The expression levels of osteogenic-specific genes, including ALP, osteocalcin (OCN), osteopontin (OPN), and osteonectin (ON) were determined on day 28 by RT-qPCR. Primer sequences were determined with the web based Primer3 program. The suitability of the primers was confirmed with a web-based in silico PCR program. β-actin was preferred as the internal standard. The primers were commercially synthesized ^30,31. Total mRNA of MSCs was extracted using TriPure isolation reagent (Roche Diagnostics) and RNeasy mini kit (Qiagen, CA, USA). Briefly, the medium was removed from culture wells, and scaffolds were washed twice with Ca⁺² -Mg⁺² free PBS. 1 ml of chilled TRIzol Reagent (Invitrogen, USA) was added to each well, scaffolds were disrupted with pipetting, and they were transferred to the RNase-free tube, followed by the incubation in TRIzol for 5 min at 20 °C. Then, 200 µL of chloroform was added to tubes, the mixture was vortexed, incubated for 15 min at 20 °C, and centrifuged at 4 °C for 15 min at 12,000 g. The upper aqueous phase was transferred to an RNase-free tube and same amount of 70% ethanol was added ³². After carefully mixing, 700 µL of the mixture was transferred to a spin column, and RNA extraction was carried out according to the manufacturer’s instructions. To reverse-transcribe the extracted RNA into cDNA, Revert Aid First Strand cDNA synthesis kit (Thermo Scientific) was used. Real-time PCR was conducted using 2X qPCR SYBR-Green MasterMix reagents (Applied Biosystems, USA). Primers used for bone regeneration, OCN, OPN, ON, and ALP, are presented in Table S1. The relative transcript quantities were determined using the ΔΔCt method, where β-actin was used as the reference gene ³³.

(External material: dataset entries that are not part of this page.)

PR #1189, opened 2026-04-22
fix: allow reflect-specific LLM config when default is disabled

zwcf5200:
## Summary

Allow reflect to use its own configured LLM provider even when the default memory
LLM provider is disabled.

Previously, reflect was blocked when the default LLM provider was `none`, even if
`reflect_llm_provider` was configured separately.

## Tests

- `uv run ruff check hindsight-api-slim/hindsight_api/engine/memory_engine.py
hindsight-api-slim/tests/test_per_operation_llm_config.py`
- `uv run pytest hindsight-api-slim/tests/
test_per_operation_llm_config.py::TestReflectUsesReflectLLMConfig -n0`

Note: the full `test_per_operation_llm_config.py` file currently has existing
failures on retry default expectations unrelated to this change.


nicoloboschi (approved):
nice catch!

PR #1197, opened 2026-04-22
fix: auto-confirm control plane install on first UI launch

### LINKED ISSUE #1196: hindsight-embed ui start hides npx install prompt and times out on first launch
## Bug description
On macOS, `hindsight-embed -p hermes ui start` can time out on the **first** launch even though the embedded daemon itself is healthy.

The root cause appears to be that the UI launcher falls back to:

```bash
npx @vectorize-io/hindsight-control-plane@<version>
```

When the control-plane package is not installed yet, `npx` prompts for confirmation before downloading it. But `start_ui()` launches the process in the background with stdout/stderr redirected to the profile UI log, so the prompt is hidden from the user and the wrapper just waits until its 30s health-check loop times out.

## Actual behavior
`ui start` times out, and the user only sees the real cause by opening the profile UI log.

Relevant log content from `~/.hindsight/profiles/hermes.ui.log`:

```text
Need to install the following packages:
@vectorize-io/hindsight-control-plane@0.5.3
Ok to proceed? (y)
```

## Expected behavior
On first launch, the control-plane package install should either:
1. run non-interactively, or
2. surface a clear actionable error in the foreground instead of silently timing out.

## Reproduction
1. Use a fresh machine/profile where `@vectorize-io/hindsight-control-plane` is not already installed.
2. Run `hindsight-embed -p hermes ui start`.
3. Wait for the UI startup wrapper to time out.
4. Inspect `~/.hindsight/profiles/hermes.ui.log`.

## Environment
- OS: macOS
- `hindsight-embed`: observed with 0.5.3
- Daemon itself starts successfully; the issue is specific to the UI first-launch path.

## Suggested fix
Change the published-package path in `hindsight_embed/daemon_embed_manager.py` from:

```python
["npx", f"@vectorize-io/hindsight-control-plane@{cp_version}"]
```

to:

```python
["npx", "-y", f"@vectorize-io/hindsight-control-plane@{cp_version}"]
```

That should remove the hidden confirmation prompt on first launch.

A secondary improvement could be to either extend the first-launch timeout a bit or improve the timeout message when the log indicates `npx` was waiting for installation input.

If this approach makes sense, I can open a PR as well.

bwjoke:
## Summary
- add `-y` to the published `npx` control-plane invocation used by `hindsight-embed ui start`
- document why the first-launch prompt is a problem when UI startup is backgrounded and log-redirected
- add a regression test covering the published-package code path

## Why
On first launch, `npx @vectorize-io/hindsight-control-plane@<version>` can prompt before installing the package. Because `start_ui()` redirects stdout/stderr to the profile UI log and waits for health checks in the foreground, that prompt is invisible to the user and the startup wrapper times out.

Using `npx -y ...` keeps the first-run install non-interactive, which matches the current background-launch design.

## Testing
- `uv run pytest tests/ -q`
- `./scripts/hooks/lint.sh`

Fixes #1196

### DIFF
--- a/hindsight-embed/hindsight_embed/daemon_embed_manager.py
+++ b/hindsight-embed/hindsight_embed/daemon_embed_manager.py
@@ -499,7 +499,10 @@ class DaemonEmbedManager(EmbedManager):
         from . import __version__
 
         cp_version = os.getenv("HINDSIGHT_EMBED_CP_VERSION", __version__)
-        return ["npx", f"@vectorize-io/hindsight-control-plane@{cp_version}"]
+        # `npx` prompts before installing missing packages on first run unless `-y` is set.
+        # The UI starts in the background with stdout/stderr redirected to a log file, so an
+        # interactive prompt would be invisible to users and the health-check loop would time out.
+        return ["npx", "-y", f"@vectorize-io/hindsight-control-plane@{cp_version}"]
 
     def get_ui_url(self, profile: str, ui_port: int | None = None, hostname: str | None = None) -> str:
         """Get the URL for the UI serving this profile."""
--- a/hindsight-embed/tests/test_embed_manager.py
+++ b/hindsight-embed/tests/test_embed_manager.py
@@ -1,6 +1,6 @@
 """Tests for EmbedManager interface."""
 
-from unittest.mock import MagicMock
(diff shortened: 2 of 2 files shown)


nicoloboschi (approved):
+1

Cell morphology and chemical composition

After 28 days of incubation, SEM–EDS analysis was carried out to assess cellular morphological features and chemical composition of the scaffolds’ surface. After washing the scaffolds with PBS (4 °C, pH = 7.0), the cells were fixed for 30 min in 5% (v/v) glutaraldehyde in a 0.1 M sodium cacodylate solution, followed by 7.0% sucrose in a 1.0 M sodium cacodylate solution. A post-fixation step was performed with 2.0% osmium tetroxide in a 0.1 M sodium cacodylate solution at room temperature for 1 h. Scaffolds were washed with distilled water and dehydrated in a graded series of ethanol solutions ranging from 35 to 100% (v/v) and in hexamethyldisilazane. Finally, scaffolds were coated with gold under vacuum conditions and observed by SEM ³⁴. EDS analysis was performed using an equipment coupled with SEM. To ensure the representativeness of the EDS analysis, at least three spectra were acquired from each specimen with random selection.

Micro-CT

For the determination of mineralization in the scaffolds, a micro-CT analysis was performed using the Scanco Medical μCT50 (Switzerland). The scaffolds were scanned before sterilization, and they were incubated under the aforementioned differentiation conditions. After a 28-day incubation period, the samples were washed with PBS and then fixed with a 4% paraformaldehyde solution at room temperature. The scaffolds were carefully positioned in the sample holder of the device and scanned with the following settings: 70 kV, 114 μA source current, 300 ms integration time, 5 μm voxel size, and 360° rotation range. Corresponding 3D images from the obtained 2D slices were reconstructed using micro-CT assistant software.

Data analysis

All the experimental groups were carried out at least in triplicate and the results were presented as mean ± standard deviation (SD). After having verified normal distribution and homogeneity of variance, one-way or two-way analysis of variance (ANOVA) with Tukey or Dunnett’s multiple tests were used to test for statistically significant differences for comparisons. Statistically significant values were defined as ns: p > 0.05, **p < 0.01, ****p < 0.0001.